A is an (mb*blockDim)×(mb*blockDim) sparse matrix that is defined in BSR storage format by the three arrays bsrValA, bsrRowPtrA, and bsrColIndA. The block in BSR format is of size blockDim*blockDim, stored as column-major or row-major as determined by parameter dirA, which is either cusparseDirection_t::CUSPARSE_DIRECTION_COLUMN or cusparseDirection_t::CUSPARSE_DIRECTION_ROW. The matrix type must be cusparseMatrixType_t::CUSPARSE_MATRIX_TYPE_GENERAL, and the fill mode and diagonal type are ignored.

This function requires a buffer size returned by bsrilu02_bufferSize(). The address of pBuffer must be multiple of 128 bytes. If it is not, cusparseStatus_t::CUSPARSE_STATUS_INVALID_VALUE is returned.

Function bsrilu02_analysis() reports a structural zero and computes level information stored in the opaque structure info. The level information can extract more parallelism during incomplete LU factorization. However bsrilu02() can be done without level information. To disable level information, the user needs to specify the parameter policy of bsrilu02[_analysis| ] as cusparseSolvePolicy_t::CUSPARSE_SOLVE_POLICY_NO_LEVEL.

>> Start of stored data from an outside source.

PR #3241, opened 2026-07-24
[Nvidia] Install Xorg driver on RHEL family for DCV GPU acceleration

gmarciani:
### Description of changes
We made the following changes to make the DCV configuration work on RHEL/Rocky after changing the way we install nvidia software (https://github.com/aws/aws-parallelcluster-cookbook/pull/3207)
* Install Xorg driver. Apparently, this used to be installed by the runfile and it must be now installed explicitly form the repo.
* Disable Wayland so that GDM always start Xorg. This used to be necessary only in Ubuntu, but with the new installation method it became necessayr on RHEL as well.

### Tests
SUCCESS build+kitchen on all OSS, barring build/kitchen failure on RHEL9 which is broken by an unrelated issue.

### DIFF
--- a/cookbooks/aws-parallelcluster-platform/resources/dcv/partial/_dcv_common.rb
+++ b/cookbooks/aws-parallelcluster-platform/resources/dcv/partial/_dcv_common.rb
@@ -75,6 +75,9 @@ action_class do
     # DO NOT install dcv-gl on non-GPU instances, or will run into a black screen issue
     install_dcv_gl
 
+    # Ensure GDM starts an Xorg server (not Wayland) before launching X
+    disable_wayland
+
     # Configure the X server to start automatically when the Linux server boots and start the X server in background
     bash 'Launch X' do
       user 'root'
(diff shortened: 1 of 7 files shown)


cookbooks/aws-parallelcluster-platform/resources/dcv/partial/_dcv_common.rb
```diff
@@ -94,6 +97,33 @@ def allow_gpu_acceleration
...
+            sed -i '/\\[daemon\\]/a WaylandEnable=false' #{conf}
+          fi
+        fi
+      DISABLEWAYLAND
+    end
+
+    # Restart GDM so it re-reads the setting and comes up on Xorg.
+    service 'gdm' do
+      action :restart
+    end
```
hanwen-cluster: Do we need to restart gdm? Asking because we didn't restart gdm in the old ubuntu code

gmarciani: It is not strictly required, but a safe guard that I think makes sense. We are not in control of the time when gdm reads the updated config. Restarting it ensures that it reloads the updated config.

hanwen-cluster: NTH: we should move the disablement of Wayland in build-image phase instead of configuration phase

hanwen-cluster (approved):

cookbooks/aws-parallelcluster-platform/resources/dcv/partial/_dcv_common.rb
gmarciani: I agree, we can do as NTH for the release in a follow up PR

Function bsrilu02_analysis() always reports the first structural zero, even with parameter policy is cusparseSolvePolicy_t::CUSPARSE_SOLVE_POLICY_NO_LEVEL. The user must call cusparseXbsrilu02_zeroPivot to know where the structural zero is.

It is the user’s choice whether to call bsrilu02() if bsrilu02_analysis() reports a structural zero. In this case, the user can still call bsrilu02(), which will return a numerical zero at the same position as the structural zero. However the result is meaningless.

  • This function requires temporary extra storage that is allocated internally.
  • The routine supports asynchronous execution if the Stream Ordered Memory Allocator is available.
  • The routine supports CUDA graph capture if the Stream Ordered Memory Allocator is available.